Dans la sclérose en plaques, GeNeuro étudie un anticorps thérapeutique dirigé contre la protéine d’enveloppe pathogène du rétrovirus endogène HERV-W (pHERV-W Env), qui pourrait être un facteur causal de l’inflammation et de la neurodégénérescence qui caractérisent la sclérose en plaques. GeNeuro estime que la neutralisation de cette protéine est la première approche thérapeutique ciblant un facteur causal de la maladie.

GeNeuro capitalise sur le potentiel de sa technologie en développant une plateforme thérapeutique dédiée à d’autres maladies potentiellement causées par des rétrovirus endogènes humains. En avril 2017, GeNeuro a ainsi démarré une étude de Phase IIa chez 60 patients atteints de diabète de type 1, une maladie présumée être d’origine auto-immune. Des études menées chez des patients atteints de diabète de type 1 ont montré que plus de 50 % de ceux-ci expriment la protéine pathogène pHERV-W Env dans leur pancréas. Des études in vitro et in vivo menées sur des modèles animaux suggèrent que la protéine pourrait jouer un rôle causal dans la maladie.
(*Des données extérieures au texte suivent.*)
PR #2537, opened 2017-04-21
fix median

topsenw:


src/utils/QCCalculator.cpp
```diff
@@ -156,9 +156,11 @@ class TOPPQCCalculator :
 
   float calculateSNmedian (MSSpectrum<Peak1D>& spec, bool norm = true)
   {
+	if (spec.size() == 0) return 0;
```
mwalzer: Looks good. Leads to the question though, why there would be any empty spectrum.

cbielow: Guess how the bug was found (real data) :-)

cbielow:
C++ style check failed (see http://cdash.openms.de/testDetails.php?test=39516145&build=220397)
i.e. please replace tab with spaces.

cbielow:
thanks Timo.
Will merge.

PR #2539, opened 2017-04-21
fix display of memory in FileInfo

cbielow:
difference can be negative (estimate via Windows API seems inaccurate) and since we are only using unsigned types, the results could look like
`Memory usage while loading:  18822392323423 MB`

but should have been (rounded to MB, i.e. no change)
`Memory usage while loading: 0 MB`

This PR fixes it.


hroest:
nice :+1:

PR #2543, opened 2017-04-21
[FIX] Added support for unidentified features (no PepHits) to IDConflictResolver

jpfeuffer:
Resulted in segfault before.


hroest:
could you add a test case? 

:+1: for fixing a segfault

jpfeuffer:
Ah yes sure. Wait for it.

hroest:
seems like there is an issue:

```
The following tests FAILED:
	1322 - TOPP_IDConflictResolver_3 (Failed)
	1323 - TOPP_IDConflictResolver_3_out1 (Failed)
```

PR #2545, opened 2017-04-21
[FIX] fix X residue mass

### LINKED ISSUE #2532: mass of AA "X"
currently the "special" amino acid "X" has a mass of zero which leads to problems when used as an internal residue since OpenMS assumes that amino acids get hydrolized and loose the mass of H2O when being incorporated into an Amino Acid sequence. This leads to the following counterintuitive behavior:

```
+    AASequence aa_original = AASequence::fromString("DFPANGER");
+    TEST_REAL_SIMILAR(aa_original.getMonoWeight(), 904.4038997864)
+
+    AASequence aa_withX_original = AASequence::fromString("DFPANGERX");
+    TEST_REAL_SIMILAR(aa_withX_original.getMonoWeight(), 904.4038997864  - 18.0105650638)
+    AASequence aa_withX2_original = AASequence::fromString("DFPANXGER");
+    TEST_REAL_SIMILAR(aa_withX2_original.getMonoWeight(), 904.4038997864  - 18.0105650638)
```

where adding an X to a peptide string reduces its mass by 18. This is probably surprising to many people and not what should happen.

One solution is to change the mass of "X" to have the mass of 18, basically giving it the sum formula "H2O". So when this "AA" gets "hydrolyzed", the water gets removed and it contributes a net 0 to the mass of the peptide such that DFPANGER and DFPANGERX have the same mass. It still does not really make sense to ask for the mass of a peptide with an unknown amino acid but at least the answer is less surprising.

The second solution is to basically throw an exception when trying to get the mass of DFPANGERX (note however that DFPANGERX[180] should work as it is well defined).

I would be in favor of the first solution and just give X a mass of 18. I had a discussion with @jpfeuffer which boiled down to this.

hroest:
- fixes #2532 
- I decided to add a few PRECONDITION checks for developers so that we are aware if we do something potentially wrong and try to calculate illegal masses etc.

the downside of this PR is that we dont really have a good way for testing the behavior

### DIFF
--- a/src/openms/source/CHEMISTRY/AASequence.cpp
+++ b/src/openms/source/CHEMISTRY/AASequence.cpp
@@ -248,6 +248,7 @@ namespace OpenMS
 
   EmpiricalFormula AASequence::getFormula(Residue::ResidueType type, Int charge) const
   {
+    OPENMS_PRECONDITION( !this->has( *ResidueDB::getInstance()->getResidue("X") ), "Cannot get formula of sequence with unknown AA with unknown mass.");
 
     if (peptide_.size() >= 1)
     {
@@ -326,6 +327,8 @@ namespace OpenMS
 
   double AASequence::getAverageWeight(Residue::ResidueType type, Int charge) const
   {
+    OPENMS_PRECONDITION( !this->has( *ResidueDB::getInstance()->getResidue("X") ), "Cannot get weight of sequence with unknown AA with unknown mass.");
+
     // check whether tags are present
     double tag_offset(0);
     for (ConstIterator it = this->begin(); it != this->end(); ++it)
@@ -341,6 +344,7 @@ namespace OpenMS
 
   double AASequence::getMonoWeight(Residue::ResidueType type, Int charge) const
   {
+    OPENMS_PRECONDITION( !this->has( *ResidueDB::getInstance()->getResidue("X") ), "Cannot get weight of sequence with unknown AA with unknown mass.");
 
     if (peptide_.size() >= 1)
     {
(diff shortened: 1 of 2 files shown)


jpfeuffer:
We need to fix the tests, too.
http://cdash.openms.de/testDetails.php?test=39575617&build=220765

```Progress of 'Scoring peptide models against spectra...':
Error while parsing sequence SDFQSVAXXSTFDFYQR: found an unknown AA without an estimated mass. Please use PEPTIX[123] syntax to indicate an unknown amino acid with a known mass.

FATAL: uncaught exception!
exception of type Precondition failed occured in line 347, function double OpenMS::AASequence::getMonoWeight(OpenMS::Residue::ResidueType, OpenMS::Int) const of /group/ag_abi/OpenMS/nightly-builds/HEAD/src/openms/source/CHEMISTRY/AASequence.cpp
error message: !this->has( *ResidueDB::getInstance()->getResidue("X") )
---------------------------------------------------```

hroest:
@timosachsenberg why does the fasta file have X in it, can we simply remove the X from the file?

src/tests/topp/SimpleSearchEngine_1.fasta

timosachsenberg:
yes but it should be able to deal with such real life fastas

hroest:
@timosachsenberg this is what we discussed in #2532 and I added a PRECONDITION that would prevent people to call certain functions such as `getMonoWeight` on a sequence with `X` in it as we agreed that it does not make any sense to get the weight of such an amino acid sequence.

Of course we can remove the PRECONDITION statements again, maybe @jpfeuffer @hendrikweisser @mwalzer can comment as well?

timosachsenberg:
no that's fine. I meant that SSE needs to deal with it. Internet is very slow here so I can't promise I will fix it while in Beijing.

hroest:
until then, should we revert this commit? maybe then @timosachsenberg can build on this tree and make a new PR?

timosachsenberg:
no I think it is just a one-liner... let me try it first

Issue #2815, opened 2017-07-31
Travis timeouts


hroest:
We could address the travis timeouts by using the caching system smartly:

- they offer directory cache
- they offer `ccache`

https://docs.travis-ci.com/user/caching/

hroest:
currently with ccache I can get the gcc builds down to 10 minutes: https://travis-ci.org/OpenMS/OpenMS/builds/259547633

hroest:
@timosachsenberg @jpfeuffer we are now getting regular travis timeouts for clang builds, so there is a real question how useful these builds really are for us

jpfeuffer:
We have pyopenms builds from a docker file now. Maybe we can substitute one travis gcc run with a clang run. And maybe we can add a debug build in travis? or do you expect timeouts?
see #3246

hroest:
I looked at debug builds a few times but in my hands they create timeouts. You can try again, but already now we have trouble with the release builds if we have to start from scratch and cant use ccache

PR #2817, opened 2017-08-01
Feature/travis ccache

hroest:
addresses  #2815

- when no operation is performed, then the travis build time can be as low as 10-15 minutes


timosachsenberg:
cool but what about clang_

timosachsenberg:
maybe need to add CXX_FLAGS
https://github.com/travis-ci/travis-ci/issues/5383

hroest:
seems like logstream is failing, maybe the ccache does not properly distinguish between debug/release mode? 

```
100% tests passed, 0 tests failed out of 2021

Total Test time (real) = 592.17 sec

Submit files (using http)

   Using HTTP submit method
---------------------------
99% tests passed, 1 tests failed out of 2021

Total Test time (real) = 565.65 sec

The following tests FAILED:

	 15 - LogStream_test (SEGFAULT)

Submit files (using http)
```

timosachsenberg:
hmm it should download the correct ccache:
where is this failed test from?


0.02s
2.45 sattempting to download cache archive
fetching featuretravis_ccache/cache-linux-trusty-569ca2db85986fdbb3df6891f17dec9b55646a80e28ad31ebdded1f646402bd8--compiler-clang-debug.tgz
fetching featuretravis_ccache/cache--compiler-clang-debug.tgz
fetching develop/cache-linux-trusty-569ca2db85986fdbb3df6891f17dec9b55646a80e28ad31ebdded1f646402bd8--compiler-clang-debug.tgz
fetching develop/cache--compiler-clang-debug.tgz
could not download cache
0.03s
2.06sadding /home/travis/build/OpenMS/OpenMS/contrib to cache
creating directory /home/travis/build/OpenMS/OpenMS/contrib

hroest:
also it seems that clang-debug does not get accelerated at all?

hroest:
well we can just remove the different caches and see what happens ...

hroest:
also seems that it doesnt actually use clang...
```
--
-- The C compiler identification is GNU 4.8.5 -- The CXX compiler identification is GNU 4.8.5 -- Check for working C compiler: /usr/lib/ccache/gcc -- Check for working C compiler: /usr/lib/ccache/gcc -- works
```

timosachsenberg:
hmm it only got accelerated the second time it ran through... with could make sense afterall. First successful build warms up the ccache. Second benefits.

hroest:
hmm even on a hot cache it does not work well with clang: 

https://travis-ci.org/OpenMS/OpenMS/builds/259980848

it clearly copies the ccache data:

```
$ Installing caching utilities

0.01s

1.14sattempting to download cache archive

fetching featuretravis_ccache/cache-linux-trusty-ddf8f921679b8db6eed108970e2db61773203be704861cab9b1a2557fa2c9f7e--compiler-clang.tgz

found cache

cache.ccache

0.02s

1.84sadding /home/travis/.ccache to cache
```

hroest:
seems like ccache only really works for gcc but its better than nothing.

merge?

hroest:
ccache is a compiler cache that transparently sits on top of the compiler and first checks its cache before falling back on actually compiling. It has a direct and a preprocessor mode and there are a few gotchas since Clang support was only really added in version 3.2, and the current version is 3.2.3. It’s a project with a long history and it’s main focus is to be correct before being fast.
https://pspdfkit.com/blog/2015/ccache-for-fun-and-profit/

> ccache version 3.1.9

timosachsenberg:
are there cases when we need to force delete a cache? and if yes. how is this done?

hroest:
>are there cases when we need to force delete a cache?

I guess the cache can get corrupted (due to race condition during upload etc) and then nothing will compile? seems not like an unreasonable scenario given Murphys law

>  and if yes. how is this done?

you can always do it here: https://travis-ci.org/OpenMS/OpenMS/caches

timosachsenberg:
cool. let's try this and squash and merge

PR #2821, opened 2017-08-02
[FIX] pyOpenMS macOS fixes

grosenberger:
This PR intends to fix the current problems when building pyOpenMS on macOS. Attached is a file [pyopenms-2.2.0-cp27-cp27m-macosx_10_12_intel.whl.zip](https://github.com/OpenMS/OpenMS/files/1194121/pyopenms-2.2.0-cp27-cp27m-macosx_10_12_intel.whl.zip) for the standard Python 2.7.10 shipped with macOS 10.12 that was created using the patch and it would be great if people with the same or different systems could check whether it works for them.

### DIFF
--- a/src/pyOpenMS/MANIFEST.in
+++ b/src/pyOpenMS/MANIFEST.in
@@ -7,6 +7,7 @@ include pyopenms/libOpenSwathAlgo.*
 include pyopenms/libSuperHirn.*
 include pyopenms/QtCore*
 include pyopenms/QtNetwork*
+include pyopenms/libz.*
 exclude pyopenms/*.cpp
 global-exclude pyopenms.cpp
 global-exclude HMDB2StructMapping.tsv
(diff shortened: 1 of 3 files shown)


hroest:
what about libsqlite?

grosenberger:
Hmm, this does not seem to be a dependency of pyopenms.so, libOpenMS.dylib or the others, right? Is it still a requirement? I see that it is contained in the Windows builds though.

hroest:
maybe its statically linked?

grosenberger:
It seems that they are statically linked for the macOS builds.

jpfeuffer:
Installation and simple loading of idXML works on my macOS11.12

jpfeuffer:
Btw: Where can I find building instructions for the wheel? I can try to add them to the nightlies then. Maybe after QT5 but sometime soon.

hroest:
> Btw: Where can I find building instructions for the wheel? I can try to add them to the nightlies then. Maybe after QT5 but sometime soon.

@jpfeuffer the wheel is automatically built with `make pyopenms`, see https://github.com/OpenMS/OpenMS/blob/develop/src/pyOpenMS/CMakeLists.txt#L433 which calls `setup.py bdist_wheel`

jpfeuffer:
@grosenberger Worked for me. Good to merge?

grosenberger:
Great, thanks for testing! We will also need to port the changes back to the master branch so we can provide the official 2.2 builds on PyPI.

grosenberger:
Can we merge these changes before the release? Then we can provide pyOpenMS builds for 2.3 on PyPI again.

hroest:
:+1: for merge into master

@grosenberger can you rebase and resolve conflicts and then create a PR against master?

PR #2822, opened 2017-08-02
Using a constant MetaValue name for precomputed precursor errors in TOPPView

enetz:
Added a constant string for a MetaValue or user parameter name for precursor error to the `Constants` class.
TOPPView reads out this parameter from an `idXML` or `mzIdentML` file and shows this value if it is available.
Otherwise the ppm error is computed from the `AASequence` of the `PeptideHit` and the spectrum precurser mass (which should work for most applications).
The MetaValue is meant to be used by searches, where not all the necessary masses are included in the `AASequence` of one `PeptideHit`, e.g. RNPxl and OpenPepXL.

RNPxl and OpenPepXL precompute the precursor error in ppm and now write it out under the same userParam.


timosachsenberg:
http://cdash.openms.de/viewTest.php?onlyfailed&buildid=233433

enetz:
Ups, new values are being written to the files. Have to update the test files.

enetz:
The last failing test is due to the order of annotations on my computer vs Travis for `[M+H]-H2O++ U-HPO3` and `[M+H]++ U-H3PO4`, which have the same mass.
@timosachsenberg should this still happen after using stable_sort in spectrum sorting? Is there another place where we need a stable_sort?

jpfeuffer:
But it seems to be already in the nightlies #2828

timosachsenberg:
Will take a look at this. Might be in the postannotation step.

hroest:
@timosachsenberg @enetz seems like this breaks the nightlies.

timosachsenberg:
should be fixed with https://github.com/OpenMS/OpenMS/pull/2824

PR #2823, opened 2017-08-02
[FEATURE] add option to search also isotopic peak before the annotated

timosachsenberg:
Compensates for monoisotopic peak misassignments

### DIFF
--- a/src/utils/RNPxlSearch.cpp
+++ b/src/utils/RNPxlSearch.cpp
@@ -1999,7 +1999,7 @@ protected:
         double precursor_mz = precursor[0].getMZ();
 
         // map (corrected) precursor mass to spectra
-        for (auto i : precursor_isotopes)
+        for (int i : precursor_isotopes)
         {
           double precursor_mass = (double) precursor_charge * precursor_mz - (double) precursor_charge * Constants::PROTON_MASS_U;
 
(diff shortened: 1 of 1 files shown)


src/utils/RNPxlSearch.cpp
```diff
@@ -1999,7 +1999,7 @@ class RNPxlSearch :
         double precursor_mz = precursor[0].getMZ();
 
         // map (corrected) precursor mass to spectra
-        for (auto i : precursor_isotopes)
+        for (int i : precursor_isotopes)
```
hroest: so why does this fail? is this C++14? I thought that should work in C++11 ?

timosachsenberg: I changed it to make it easier readable. Auto is great for long typenames but not really needed for ints

enetz:
Does the precursor error calculation consider this? And should this correction be noted somewhere in the output? May be nice to know for some post-processing analyses.

timosachsenberg:
Good point. Currently it behaves like when other search engines do the same. E.g. Msgf will also have a large precursor error.

timosachsenberg:
We can merge this and think about representing isotopic misassignments later. That discussion will probably affect more tools

src/utils/RNPxlSearch.cpp
hroest: ah ok I thought it caused travis to fail...my bad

Les autres indications visées par GeNeuro sont notamment la PIDC (Polyneuropathie Inflammatoire Démyélinisante Chronique), une maladie neurologique rare touchant les nerfs périphériques, pour laquelle une étude de Phase II est en cours de préparation.

Pour exploiter l’énorme potentiel thérapeutique de son approche contre les protéines pathogènes des HERV, GeNeuro développe d’autres anticorps monoclonaux, actuellement en cours d’études précliniques dans les psychoses inflammatoires et la sclérose latérale amyotrophique, dans le cadre d’un partenariat de recherche avec le NIH aux États-Unis.

GeNeuro essaie également de développer des tests diagnostiques permettant de doser les protéines pathogènes issues des rétrovirus endogènes chez les patients. Ces tests permettront de détecter la présence de l’antigène dans le sang des patients et ils pourraient être utilisés comme tests diagnostiques compagnons dans le cadre d’une démarche de médecine personnalisée.